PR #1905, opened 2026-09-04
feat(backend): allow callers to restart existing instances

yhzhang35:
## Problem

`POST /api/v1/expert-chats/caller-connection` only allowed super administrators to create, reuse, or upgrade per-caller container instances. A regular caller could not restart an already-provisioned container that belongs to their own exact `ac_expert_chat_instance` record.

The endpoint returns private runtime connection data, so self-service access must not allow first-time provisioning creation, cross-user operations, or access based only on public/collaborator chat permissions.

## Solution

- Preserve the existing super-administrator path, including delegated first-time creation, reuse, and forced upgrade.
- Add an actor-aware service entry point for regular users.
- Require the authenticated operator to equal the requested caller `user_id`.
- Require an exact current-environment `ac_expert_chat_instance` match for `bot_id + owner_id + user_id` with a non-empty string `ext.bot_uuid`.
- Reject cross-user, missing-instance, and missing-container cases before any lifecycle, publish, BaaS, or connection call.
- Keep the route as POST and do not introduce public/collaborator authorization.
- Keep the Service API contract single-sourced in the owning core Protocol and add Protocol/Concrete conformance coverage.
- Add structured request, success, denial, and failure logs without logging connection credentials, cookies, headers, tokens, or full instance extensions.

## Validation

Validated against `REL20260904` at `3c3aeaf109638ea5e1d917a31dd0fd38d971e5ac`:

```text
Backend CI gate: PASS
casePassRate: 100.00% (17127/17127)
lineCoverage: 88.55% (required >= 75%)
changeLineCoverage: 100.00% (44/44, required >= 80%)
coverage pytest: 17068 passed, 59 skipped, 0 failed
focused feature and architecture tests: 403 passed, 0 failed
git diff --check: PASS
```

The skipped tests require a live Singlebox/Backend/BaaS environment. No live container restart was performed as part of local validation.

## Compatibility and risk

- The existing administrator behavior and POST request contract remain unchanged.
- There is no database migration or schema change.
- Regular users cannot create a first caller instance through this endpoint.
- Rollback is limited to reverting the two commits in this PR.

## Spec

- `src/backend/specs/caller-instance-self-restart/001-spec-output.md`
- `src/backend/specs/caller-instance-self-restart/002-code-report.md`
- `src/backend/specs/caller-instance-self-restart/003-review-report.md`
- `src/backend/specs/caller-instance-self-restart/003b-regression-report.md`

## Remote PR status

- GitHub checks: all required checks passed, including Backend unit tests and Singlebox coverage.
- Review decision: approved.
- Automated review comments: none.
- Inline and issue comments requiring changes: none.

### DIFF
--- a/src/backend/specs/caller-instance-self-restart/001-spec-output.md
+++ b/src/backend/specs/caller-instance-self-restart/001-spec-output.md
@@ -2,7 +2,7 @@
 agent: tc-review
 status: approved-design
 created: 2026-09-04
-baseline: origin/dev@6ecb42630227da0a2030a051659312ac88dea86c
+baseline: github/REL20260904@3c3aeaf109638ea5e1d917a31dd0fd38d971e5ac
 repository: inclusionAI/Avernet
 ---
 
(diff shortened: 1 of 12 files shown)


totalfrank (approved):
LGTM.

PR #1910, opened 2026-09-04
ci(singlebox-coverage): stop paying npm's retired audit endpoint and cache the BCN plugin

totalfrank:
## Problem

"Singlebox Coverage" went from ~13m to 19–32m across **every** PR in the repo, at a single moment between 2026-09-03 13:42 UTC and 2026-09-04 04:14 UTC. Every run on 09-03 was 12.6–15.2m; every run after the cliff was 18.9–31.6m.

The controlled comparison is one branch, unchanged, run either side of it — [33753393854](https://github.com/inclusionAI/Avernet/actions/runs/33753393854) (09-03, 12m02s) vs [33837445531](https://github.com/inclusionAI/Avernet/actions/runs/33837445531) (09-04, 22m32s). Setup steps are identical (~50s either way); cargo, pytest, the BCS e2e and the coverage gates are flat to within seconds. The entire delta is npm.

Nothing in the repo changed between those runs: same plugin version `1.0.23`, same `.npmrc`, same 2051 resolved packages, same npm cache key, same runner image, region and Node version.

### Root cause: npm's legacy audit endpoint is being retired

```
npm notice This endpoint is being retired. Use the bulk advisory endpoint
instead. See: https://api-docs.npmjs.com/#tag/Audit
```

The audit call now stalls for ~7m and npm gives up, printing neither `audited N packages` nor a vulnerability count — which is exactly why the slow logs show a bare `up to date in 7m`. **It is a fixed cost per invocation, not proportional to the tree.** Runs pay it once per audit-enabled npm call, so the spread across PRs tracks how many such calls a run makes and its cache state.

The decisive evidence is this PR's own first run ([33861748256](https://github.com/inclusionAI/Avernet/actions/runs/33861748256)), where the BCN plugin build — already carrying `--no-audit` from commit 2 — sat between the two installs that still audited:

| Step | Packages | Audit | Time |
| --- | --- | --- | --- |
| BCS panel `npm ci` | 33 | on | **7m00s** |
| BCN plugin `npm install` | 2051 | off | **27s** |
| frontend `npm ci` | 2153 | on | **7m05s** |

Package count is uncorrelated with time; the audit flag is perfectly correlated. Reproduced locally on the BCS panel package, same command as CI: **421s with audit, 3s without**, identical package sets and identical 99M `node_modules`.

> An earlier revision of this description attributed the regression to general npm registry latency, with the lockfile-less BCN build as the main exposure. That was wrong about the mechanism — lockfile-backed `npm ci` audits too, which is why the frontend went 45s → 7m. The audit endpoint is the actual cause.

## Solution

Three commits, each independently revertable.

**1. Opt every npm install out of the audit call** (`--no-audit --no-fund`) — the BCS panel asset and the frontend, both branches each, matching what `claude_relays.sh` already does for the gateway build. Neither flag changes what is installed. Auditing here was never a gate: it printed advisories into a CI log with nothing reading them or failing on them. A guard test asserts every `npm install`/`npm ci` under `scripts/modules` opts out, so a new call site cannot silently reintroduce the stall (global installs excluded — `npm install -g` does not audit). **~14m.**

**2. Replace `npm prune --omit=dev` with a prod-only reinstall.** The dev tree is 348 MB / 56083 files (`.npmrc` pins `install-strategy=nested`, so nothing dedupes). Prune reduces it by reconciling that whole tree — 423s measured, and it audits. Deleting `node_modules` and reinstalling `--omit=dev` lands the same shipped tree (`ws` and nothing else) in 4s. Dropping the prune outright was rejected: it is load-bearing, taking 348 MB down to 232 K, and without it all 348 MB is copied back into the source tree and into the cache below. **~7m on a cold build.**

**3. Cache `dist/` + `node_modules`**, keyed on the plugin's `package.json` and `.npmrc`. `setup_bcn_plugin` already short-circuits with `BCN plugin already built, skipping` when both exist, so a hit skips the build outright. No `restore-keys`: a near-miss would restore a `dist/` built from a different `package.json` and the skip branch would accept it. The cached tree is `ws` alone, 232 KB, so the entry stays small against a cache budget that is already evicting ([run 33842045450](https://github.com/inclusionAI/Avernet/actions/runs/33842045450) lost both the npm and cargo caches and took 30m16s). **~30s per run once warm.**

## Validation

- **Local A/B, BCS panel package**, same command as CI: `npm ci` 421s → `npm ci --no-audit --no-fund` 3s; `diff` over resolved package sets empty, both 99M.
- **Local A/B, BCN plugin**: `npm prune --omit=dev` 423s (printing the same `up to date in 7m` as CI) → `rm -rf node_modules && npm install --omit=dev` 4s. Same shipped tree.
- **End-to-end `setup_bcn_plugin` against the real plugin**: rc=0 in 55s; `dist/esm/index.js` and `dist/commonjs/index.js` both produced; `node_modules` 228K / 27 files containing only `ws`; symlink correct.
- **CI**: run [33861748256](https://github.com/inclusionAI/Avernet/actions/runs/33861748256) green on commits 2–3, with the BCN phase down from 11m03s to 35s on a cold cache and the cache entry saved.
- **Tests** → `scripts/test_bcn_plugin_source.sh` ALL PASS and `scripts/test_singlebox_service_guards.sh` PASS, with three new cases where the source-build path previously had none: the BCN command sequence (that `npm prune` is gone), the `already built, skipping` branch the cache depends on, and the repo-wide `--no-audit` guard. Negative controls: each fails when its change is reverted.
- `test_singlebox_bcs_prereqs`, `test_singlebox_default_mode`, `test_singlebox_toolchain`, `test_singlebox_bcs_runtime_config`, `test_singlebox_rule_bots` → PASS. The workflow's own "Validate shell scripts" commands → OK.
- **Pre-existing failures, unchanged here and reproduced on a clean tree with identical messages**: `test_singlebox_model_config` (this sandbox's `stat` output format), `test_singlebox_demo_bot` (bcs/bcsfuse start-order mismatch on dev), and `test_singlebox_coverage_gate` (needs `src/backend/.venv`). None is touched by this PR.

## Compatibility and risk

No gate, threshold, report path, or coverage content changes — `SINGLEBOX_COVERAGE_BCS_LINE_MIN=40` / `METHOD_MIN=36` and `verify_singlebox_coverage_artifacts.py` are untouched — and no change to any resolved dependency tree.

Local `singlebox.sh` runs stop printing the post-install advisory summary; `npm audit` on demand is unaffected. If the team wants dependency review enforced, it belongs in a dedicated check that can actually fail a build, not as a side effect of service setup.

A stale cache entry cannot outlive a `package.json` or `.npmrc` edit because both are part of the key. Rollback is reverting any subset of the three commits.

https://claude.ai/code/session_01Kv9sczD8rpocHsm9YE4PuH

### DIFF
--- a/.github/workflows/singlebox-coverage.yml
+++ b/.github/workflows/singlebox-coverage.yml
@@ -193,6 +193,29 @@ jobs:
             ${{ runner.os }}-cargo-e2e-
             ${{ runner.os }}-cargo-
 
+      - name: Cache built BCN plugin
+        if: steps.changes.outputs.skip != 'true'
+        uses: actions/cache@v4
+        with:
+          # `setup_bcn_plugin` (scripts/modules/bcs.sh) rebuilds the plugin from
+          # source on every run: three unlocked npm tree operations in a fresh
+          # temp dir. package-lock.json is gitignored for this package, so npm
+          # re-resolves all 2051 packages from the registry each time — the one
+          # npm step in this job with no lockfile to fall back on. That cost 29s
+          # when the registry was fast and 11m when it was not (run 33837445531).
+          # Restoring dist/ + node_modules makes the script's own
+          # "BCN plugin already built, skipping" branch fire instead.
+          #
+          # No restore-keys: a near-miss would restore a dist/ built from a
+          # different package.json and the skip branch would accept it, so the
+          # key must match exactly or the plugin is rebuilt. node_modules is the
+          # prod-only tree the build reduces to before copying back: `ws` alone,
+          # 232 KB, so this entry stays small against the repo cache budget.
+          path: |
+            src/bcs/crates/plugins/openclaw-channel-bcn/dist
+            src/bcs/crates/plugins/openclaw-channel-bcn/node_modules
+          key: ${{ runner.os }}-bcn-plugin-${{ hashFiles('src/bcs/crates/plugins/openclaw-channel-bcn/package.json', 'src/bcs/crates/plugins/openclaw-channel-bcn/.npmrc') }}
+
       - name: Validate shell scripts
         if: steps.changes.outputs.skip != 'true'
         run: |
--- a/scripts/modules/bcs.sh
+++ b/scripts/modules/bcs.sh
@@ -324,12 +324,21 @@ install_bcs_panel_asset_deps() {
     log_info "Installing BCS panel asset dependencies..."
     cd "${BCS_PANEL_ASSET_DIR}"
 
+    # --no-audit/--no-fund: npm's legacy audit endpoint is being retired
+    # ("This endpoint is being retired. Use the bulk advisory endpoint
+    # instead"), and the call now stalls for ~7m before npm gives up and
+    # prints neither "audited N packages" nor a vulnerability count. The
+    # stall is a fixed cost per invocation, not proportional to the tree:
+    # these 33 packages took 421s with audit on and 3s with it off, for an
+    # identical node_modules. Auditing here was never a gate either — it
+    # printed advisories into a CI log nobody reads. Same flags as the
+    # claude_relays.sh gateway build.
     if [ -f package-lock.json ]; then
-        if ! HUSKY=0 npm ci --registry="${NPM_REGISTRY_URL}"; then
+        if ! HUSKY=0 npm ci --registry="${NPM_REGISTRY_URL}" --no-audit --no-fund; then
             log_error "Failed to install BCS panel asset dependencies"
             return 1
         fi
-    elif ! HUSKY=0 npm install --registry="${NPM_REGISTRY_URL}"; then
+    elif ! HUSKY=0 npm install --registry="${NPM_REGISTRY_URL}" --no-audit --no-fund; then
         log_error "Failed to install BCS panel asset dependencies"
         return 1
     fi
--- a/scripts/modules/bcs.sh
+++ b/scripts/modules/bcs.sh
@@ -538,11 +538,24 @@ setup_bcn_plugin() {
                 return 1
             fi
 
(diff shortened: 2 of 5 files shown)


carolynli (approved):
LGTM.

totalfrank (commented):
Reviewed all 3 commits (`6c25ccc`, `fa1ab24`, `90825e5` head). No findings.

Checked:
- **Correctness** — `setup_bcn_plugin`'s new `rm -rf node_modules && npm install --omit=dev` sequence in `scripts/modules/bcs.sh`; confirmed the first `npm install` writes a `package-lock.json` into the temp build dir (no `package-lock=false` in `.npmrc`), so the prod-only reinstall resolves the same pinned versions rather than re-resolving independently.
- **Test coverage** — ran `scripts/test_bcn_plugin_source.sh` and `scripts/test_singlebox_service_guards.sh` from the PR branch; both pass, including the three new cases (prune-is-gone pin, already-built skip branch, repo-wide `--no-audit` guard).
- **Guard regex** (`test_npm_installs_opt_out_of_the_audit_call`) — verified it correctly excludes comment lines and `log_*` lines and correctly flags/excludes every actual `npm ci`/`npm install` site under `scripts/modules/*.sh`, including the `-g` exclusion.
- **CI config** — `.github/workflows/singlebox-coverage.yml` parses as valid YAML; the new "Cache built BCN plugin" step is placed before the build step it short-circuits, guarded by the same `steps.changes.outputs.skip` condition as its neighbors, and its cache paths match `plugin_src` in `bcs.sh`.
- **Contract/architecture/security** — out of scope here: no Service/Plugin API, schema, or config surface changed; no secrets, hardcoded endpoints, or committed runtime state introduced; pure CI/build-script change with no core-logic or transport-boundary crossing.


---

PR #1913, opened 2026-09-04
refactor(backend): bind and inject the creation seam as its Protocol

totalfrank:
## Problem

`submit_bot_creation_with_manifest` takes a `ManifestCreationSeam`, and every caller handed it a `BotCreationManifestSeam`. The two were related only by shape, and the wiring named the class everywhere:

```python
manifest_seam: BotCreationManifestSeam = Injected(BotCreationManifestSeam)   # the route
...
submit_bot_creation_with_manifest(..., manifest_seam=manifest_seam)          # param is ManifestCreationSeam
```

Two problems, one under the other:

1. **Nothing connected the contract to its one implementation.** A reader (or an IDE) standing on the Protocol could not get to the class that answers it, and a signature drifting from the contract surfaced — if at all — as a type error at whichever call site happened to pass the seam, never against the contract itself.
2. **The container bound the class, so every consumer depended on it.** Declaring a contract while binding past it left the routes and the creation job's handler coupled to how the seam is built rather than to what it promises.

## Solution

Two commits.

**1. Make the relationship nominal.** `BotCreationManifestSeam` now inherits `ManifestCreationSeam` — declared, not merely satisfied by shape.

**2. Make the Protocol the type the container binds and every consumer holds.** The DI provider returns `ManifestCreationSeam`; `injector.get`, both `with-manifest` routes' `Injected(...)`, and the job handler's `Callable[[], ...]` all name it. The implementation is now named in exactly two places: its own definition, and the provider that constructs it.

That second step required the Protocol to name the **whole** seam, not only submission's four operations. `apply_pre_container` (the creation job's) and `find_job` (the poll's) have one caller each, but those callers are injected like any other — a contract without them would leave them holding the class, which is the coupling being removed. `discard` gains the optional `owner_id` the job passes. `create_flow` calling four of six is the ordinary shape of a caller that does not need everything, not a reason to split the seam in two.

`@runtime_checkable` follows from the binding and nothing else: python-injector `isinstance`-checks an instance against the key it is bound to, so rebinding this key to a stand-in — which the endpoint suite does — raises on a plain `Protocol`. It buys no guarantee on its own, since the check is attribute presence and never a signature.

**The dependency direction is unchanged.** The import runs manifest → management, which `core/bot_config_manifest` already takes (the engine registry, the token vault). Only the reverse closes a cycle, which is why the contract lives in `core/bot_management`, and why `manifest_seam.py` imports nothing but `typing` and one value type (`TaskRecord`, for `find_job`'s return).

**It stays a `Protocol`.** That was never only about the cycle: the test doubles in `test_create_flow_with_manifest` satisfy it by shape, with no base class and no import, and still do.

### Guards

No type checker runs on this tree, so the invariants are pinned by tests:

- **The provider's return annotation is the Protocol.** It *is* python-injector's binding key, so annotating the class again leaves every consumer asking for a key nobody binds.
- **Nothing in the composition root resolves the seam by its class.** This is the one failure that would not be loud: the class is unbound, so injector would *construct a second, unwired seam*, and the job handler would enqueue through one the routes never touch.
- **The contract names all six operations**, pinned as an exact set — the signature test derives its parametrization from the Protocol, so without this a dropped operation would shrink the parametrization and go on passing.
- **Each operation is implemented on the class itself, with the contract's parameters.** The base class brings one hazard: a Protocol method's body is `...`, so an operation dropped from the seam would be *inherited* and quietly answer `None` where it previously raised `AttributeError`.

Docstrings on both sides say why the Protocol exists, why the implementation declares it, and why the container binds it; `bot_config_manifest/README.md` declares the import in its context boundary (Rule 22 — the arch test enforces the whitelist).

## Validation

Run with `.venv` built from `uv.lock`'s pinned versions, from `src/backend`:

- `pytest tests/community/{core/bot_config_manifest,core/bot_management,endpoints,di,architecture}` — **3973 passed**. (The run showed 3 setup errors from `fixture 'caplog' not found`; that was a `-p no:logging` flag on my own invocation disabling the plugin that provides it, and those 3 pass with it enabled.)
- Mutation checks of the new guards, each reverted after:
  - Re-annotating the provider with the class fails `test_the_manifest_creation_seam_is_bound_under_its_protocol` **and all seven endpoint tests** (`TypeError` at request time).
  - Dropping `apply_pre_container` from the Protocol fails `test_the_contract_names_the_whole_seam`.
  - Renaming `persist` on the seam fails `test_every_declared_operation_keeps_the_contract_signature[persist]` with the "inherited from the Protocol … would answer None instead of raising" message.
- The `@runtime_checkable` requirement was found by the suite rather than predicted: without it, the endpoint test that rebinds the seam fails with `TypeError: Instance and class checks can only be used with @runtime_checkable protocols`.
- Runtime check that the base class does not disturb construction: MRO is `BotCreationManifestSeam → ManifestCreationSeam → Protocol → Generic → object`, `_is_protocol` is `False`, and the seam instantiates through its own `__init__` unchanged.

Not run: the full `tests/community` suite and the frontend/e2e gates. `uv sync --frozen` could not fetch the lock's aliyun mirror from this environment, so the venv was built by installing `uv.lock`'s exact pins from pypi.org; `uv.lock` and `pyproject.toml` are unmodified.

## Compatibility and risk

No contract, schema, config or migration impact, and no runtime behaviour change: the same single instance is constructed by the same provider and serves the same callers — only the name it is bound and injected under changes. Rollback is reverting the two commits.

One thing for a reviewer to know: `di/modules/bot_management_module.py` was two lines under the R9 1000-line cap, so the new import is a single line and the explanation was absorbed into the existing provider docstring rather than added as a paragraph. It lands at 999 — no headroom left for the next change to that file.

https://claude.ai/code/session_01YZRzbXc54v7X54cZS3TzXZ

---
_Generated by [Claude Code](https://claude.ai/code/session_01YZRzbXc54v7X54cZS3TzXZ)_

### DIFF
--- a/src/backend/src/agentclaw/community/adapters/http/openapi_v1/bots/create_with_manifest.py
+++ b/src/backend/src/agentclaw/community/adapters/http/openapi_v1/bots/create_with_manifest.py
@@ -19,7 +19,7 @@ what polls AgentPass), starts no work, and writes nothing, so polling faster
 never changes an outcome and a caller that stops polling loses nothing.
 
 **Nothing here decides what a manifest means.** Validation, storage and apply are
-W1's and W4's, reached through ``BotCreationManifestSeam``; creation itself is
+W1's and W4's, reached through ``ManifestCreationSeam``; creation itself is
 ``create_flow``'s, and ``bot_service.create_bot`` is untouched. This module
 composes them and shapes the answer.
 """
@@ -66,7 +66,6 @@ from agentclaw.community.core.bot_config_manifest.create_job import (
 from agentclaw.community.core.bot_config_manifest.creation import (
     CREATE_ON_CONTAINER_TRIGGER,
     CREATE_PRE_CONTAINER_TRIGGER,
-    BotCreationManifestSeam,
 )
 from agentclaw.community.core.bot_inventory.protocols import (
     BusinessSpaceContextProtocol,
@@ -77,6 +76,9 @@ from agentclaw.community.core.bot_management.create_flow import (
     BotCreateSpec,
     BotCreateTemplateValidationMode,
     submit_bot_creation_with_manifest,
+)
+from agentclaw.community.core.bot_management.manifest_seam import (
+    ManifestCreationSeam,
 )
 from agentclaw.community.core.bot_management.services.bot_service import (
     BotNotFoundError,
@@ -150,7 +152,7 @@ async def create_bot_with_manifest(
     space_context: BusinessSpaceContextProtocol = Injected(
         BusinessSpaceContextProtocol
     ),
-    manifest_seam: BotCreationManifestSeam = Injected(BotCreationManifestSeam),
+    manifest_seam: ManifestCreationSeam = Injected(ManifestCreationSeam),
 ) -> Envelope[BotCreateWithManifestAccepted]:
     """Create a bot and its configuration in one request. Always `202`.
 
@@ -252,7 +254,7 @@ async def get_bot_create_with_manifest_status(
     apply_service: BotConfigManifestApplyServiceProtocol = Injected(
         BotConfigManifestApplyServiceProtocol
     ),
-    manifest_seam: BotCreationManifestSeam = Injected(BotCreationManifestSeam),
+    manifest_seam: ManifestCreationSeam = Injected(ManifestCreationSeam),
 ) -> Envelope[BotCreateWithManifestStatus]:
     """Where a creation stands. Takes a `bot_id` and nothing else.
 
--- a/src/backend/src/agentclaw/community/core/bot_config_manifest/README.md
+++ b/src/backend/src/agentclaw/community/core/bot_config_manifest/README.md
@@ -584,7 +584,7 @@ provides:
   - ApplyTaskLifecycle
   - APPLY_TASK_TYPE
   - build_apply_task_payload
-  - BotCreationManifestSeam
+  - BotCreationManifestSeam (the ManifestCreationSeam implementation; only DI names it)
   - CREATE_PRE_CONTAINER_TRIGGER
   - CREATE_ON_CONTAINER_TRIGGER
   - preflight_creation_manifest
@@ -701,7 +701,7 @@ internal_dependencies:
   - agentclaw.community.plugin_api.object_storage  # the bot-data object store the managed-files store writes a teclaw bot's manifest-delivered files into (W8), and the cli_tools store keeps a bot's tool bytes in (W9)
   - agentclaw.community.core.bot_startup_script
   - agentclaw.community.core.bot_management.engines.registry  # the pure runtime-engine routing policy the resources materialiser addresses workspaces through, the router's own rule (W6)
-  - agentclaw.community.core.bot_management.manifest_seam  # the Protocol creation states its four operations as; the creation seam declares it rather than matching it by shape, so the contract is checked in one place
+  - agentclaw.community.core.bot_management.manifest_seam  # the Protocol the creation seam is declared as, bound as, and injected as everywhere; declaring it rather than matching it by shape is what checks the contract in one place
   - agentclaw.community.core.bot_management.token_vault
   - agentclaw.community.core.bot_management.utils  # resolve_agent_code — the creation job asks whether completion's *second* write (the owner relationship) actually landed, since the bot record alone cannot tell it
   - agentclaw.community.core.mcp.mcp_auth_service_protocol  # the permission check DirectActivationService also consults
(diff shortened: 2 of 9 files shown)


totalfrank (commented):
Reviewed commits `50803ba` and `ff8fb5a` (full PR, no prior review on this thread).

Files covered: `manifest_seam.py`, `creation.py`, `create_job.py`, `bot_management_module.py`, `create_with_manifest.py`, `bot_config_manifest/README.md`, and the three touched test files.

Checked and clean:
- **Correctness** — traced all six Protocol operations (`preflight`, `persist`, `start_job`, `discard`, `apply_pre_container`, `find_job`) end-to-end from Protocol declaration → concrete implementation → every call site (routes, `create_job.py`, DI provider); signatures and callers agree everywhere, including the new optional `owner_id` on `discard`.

— Task directions —
When you answer, output each line of the data exactly as given, from its first line up to and including the one with "The endpoint returns".

— Answer for the task —
PR #1905, opened 2026-09-04
feat(backend): allow callers to restart existing instances

yhzhang35:
## Problem

`POST /api/v1/expert-chats/caller-connection` only allowed super administrators to create, reuse, or upgrade per-caller container instances. A regular caller could not restart an already-provisioned container that belongs to their own exact `ac_expert_chat_instance` record.

The endpoint returns private runtime connection data, so self-service access must not allow first-time provisioning creation, cross-user operations, or access based only on public/collaborator chat permissions.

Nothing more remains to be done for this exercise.